*REQUIRED ACTION*
From the first line to the last, set down the data exactly as given.

-*-

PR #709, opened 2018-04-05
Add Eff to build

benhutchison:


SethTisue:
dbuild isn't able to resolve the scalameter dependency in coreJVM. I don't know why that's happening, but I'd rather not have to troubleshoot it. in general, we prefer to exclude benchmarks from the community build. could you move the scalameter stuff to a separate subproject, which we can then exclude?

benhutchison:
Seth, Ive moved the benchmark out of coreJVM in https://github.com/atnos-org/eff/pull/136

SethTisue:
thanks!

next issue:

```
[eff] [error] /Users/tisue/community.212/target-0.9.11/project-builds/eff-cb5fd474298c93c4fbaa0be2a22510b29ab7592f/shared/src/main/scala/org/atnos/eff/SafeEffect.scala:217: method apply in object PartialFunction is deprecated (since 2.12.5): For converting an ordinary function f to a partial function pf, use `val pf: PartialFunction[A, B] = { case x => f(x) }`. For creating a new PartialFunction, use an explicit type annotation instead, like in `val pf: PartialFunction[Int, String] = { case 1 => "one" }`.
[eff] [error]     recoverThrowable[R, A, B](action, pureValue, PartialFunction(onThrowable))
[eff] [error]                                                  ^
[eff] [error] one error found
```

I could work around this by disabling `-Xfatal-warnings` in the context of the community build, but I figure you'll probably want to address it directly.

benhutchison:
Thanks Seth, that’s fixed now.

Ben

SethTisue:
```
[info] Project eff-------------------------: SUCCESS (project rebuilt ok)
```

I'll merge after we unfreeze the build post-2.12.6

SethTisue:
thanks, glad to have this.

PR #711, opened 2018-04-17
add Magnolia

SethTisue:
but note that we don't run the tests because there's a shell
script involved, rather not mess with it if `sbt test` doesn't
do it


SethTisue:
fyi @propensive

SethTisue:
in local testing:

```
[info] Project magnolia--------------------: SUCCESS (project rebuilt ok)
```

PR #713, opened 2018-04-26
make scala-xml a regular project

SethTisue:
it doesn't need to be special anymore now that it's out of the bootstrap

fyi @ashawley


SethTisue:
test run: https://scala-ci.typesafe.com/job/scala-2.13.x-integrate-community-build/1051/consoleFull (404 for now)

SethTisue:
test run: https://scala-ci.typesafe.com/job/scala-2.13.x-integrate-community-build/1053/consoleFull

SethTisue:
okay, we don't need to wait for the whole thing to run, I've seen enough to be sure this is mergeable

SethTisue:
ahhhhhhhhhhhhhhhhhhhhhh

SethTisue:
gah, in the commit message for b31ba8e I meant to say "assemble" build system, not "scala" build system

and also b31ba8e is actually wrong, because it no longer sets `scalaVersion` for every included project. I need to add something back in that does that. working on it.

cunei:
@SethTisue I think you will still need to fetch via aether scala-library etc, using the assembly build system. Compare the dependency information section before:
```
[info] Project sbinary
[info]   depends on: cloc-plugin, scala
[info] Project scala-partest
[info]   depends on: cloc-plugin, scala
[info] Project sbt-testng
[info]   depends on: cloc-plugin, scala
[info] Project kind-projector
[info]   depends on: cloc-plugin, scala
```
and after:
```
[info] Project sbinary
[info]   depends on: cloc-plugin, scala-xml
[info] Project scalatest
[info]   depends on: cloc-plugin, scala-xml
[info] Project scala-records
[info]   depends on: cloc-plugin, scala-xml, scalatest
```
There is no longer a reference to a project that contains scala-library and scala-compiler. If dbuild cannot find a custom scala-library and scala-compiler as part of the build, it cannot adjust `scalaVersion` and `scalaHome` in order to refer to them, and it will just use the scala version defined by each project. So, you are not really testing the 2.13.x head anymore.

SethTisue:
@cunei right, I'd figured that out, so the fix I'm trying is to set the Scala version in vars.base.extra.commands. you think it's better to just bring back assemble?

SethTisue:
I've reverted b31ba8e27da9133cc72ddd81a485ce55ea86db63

-*-

*REPLY*
PR #709, opened 2018-04-05
Add Eff to build

benhutchison:


SethTisue:
dbuild isn't able to resolve the scalameter dependency in coreJVM. I don't know why that's happening, but I'd rather not have to troubleshoot it. in general, we prefer to exclude benchmarks from the community build. could you move the scalameter stuff to a separate subproject, which we can then exclude?

benhutchison:
Seth, Ive moved the benchmark out of coreJVM in https://github.com/atnos-org/eff/pull/136

SethTisue:
thanks!

next issue:

```
[eff] [error] /Users/tisue/community.212/target-0.9.11/project-builds/eff-cb5fd474298c93c4fbaa0be2a22510b29ab7592f/shared/src/main/scala/org/atnos/eff/SafeEffect.scala:217: method apply in object PartialFunction is deprecated (since 2.12.5): For converting an ordinary function f to a partial function pf, use `val pf: PartialFunction[A, B] = { case x => f(x) }`. For creating a new PartialFunction, use an explicit type annotation instead, like in `val pf: PartialFunction[Int, String] = { case 1 => "one" }`.
[eff] [error]     recoverThrowable[R, A, B](action, pureValue, PartialFunction(onThrowable))
[eff] [error]                                                  ^
[eff] [error] one error found
```

I could work around this by disabling `-Xfatal-warnings` in the context of the community build, but I figure you'll probably want to address it directly.

benhutchison:
Thanks Seth, that’s fixed now.

Ben

SethTisue:
```
[info] Project eff-------------------------: SUCCESS (project rebuilt ok)
```

I'll merge after we unfreeze the build post-2.12.6

SethTisue:
thanks, glad to have this.

PR #711, opened 2018-04-17
add Magnolia

SethTisue:
but note that we don't run the tests because there's a shell
script involved, rather not mess with it if `sbt test` doesn't
do it


SethTisue:
fyi @propensive

SethTisue:
in local testing:

```
[info] Project magnolia--------------------: SUCCESS (project rebuilt ok)
```

PR #713, opened 2018-04-26
make scala-xml a regular project

SethTisue:
it doesn't need to be special anymore now that it's out of the bootstrap

fyi @ashawley


SethTisue:
test run: https://scala-ci.typesafe.com/job/scala-2.13.x-integrate-community-build/1051/consoleFull (404 for now)

SethTisue:
test run: https://scala-ci.typesafe.com/job/scala-2.13.x-integrate-community-build/1053/consoleFull

SethTisue:
okay, we don't need to wait for the whole thing to run, I've seen enough to be sure this is mergeable

SethTisue:
ahhhhhhhhhhhhhhhhhhhhhh

SethTisue:
gah, in the commit message for b31ba8e I meant to say "assemble" build system, not "scala" build system

and also b31ba8e is actually wrong, because it no longer sets `scalaVersion` for every included project. I need to add something back in that does that. working on it.

cunei:
@SethTisue I think you will still need to fetch via aether scala-library etc, using the assembly build system. Compare the dependency information section before:
```
[info] Project sbinary
[info]   depends on: cloc-plugin, scala
[info] Project scala-partest
[info]   depends on: cloc-plugin, scala
[info] Project sbt-testng
[info]   depends on: cloc-plugin, scala
[info] Project kind-projector
[info]   depends on: cloc-plugin, scala
```
and after:
```
[info] Project sbinary
[info]   depends on: cloc-plugin, scala-xml
[info] Project scalatest
[info]   depends on: cloc-plugin, scala-xml
[info] Project scala-records
[info]   depends on: cloc-plugin, scala-xml, scalatest
```
There is no longer a reference to a project that contains scala-library and scala-compiler. If dbuild cannot find a custom scala-library and scala-compiler as part of the build, it cannot adjust `scalaVersion` and `scalaHome` in order to refer to them, and it will just use the scala version defined by each project. So, you are not really testing the 2.13.x head anymore.

SethTisue:
@cunei right, I'd figured that out, so the fix I'm trying is to set the Scala version in vars.base.extra.commands. you think it's better to just bring back assemble?

SethTisue:
I've reverted b31ba8e27da9133cc72ddd81a485ce55ea86db63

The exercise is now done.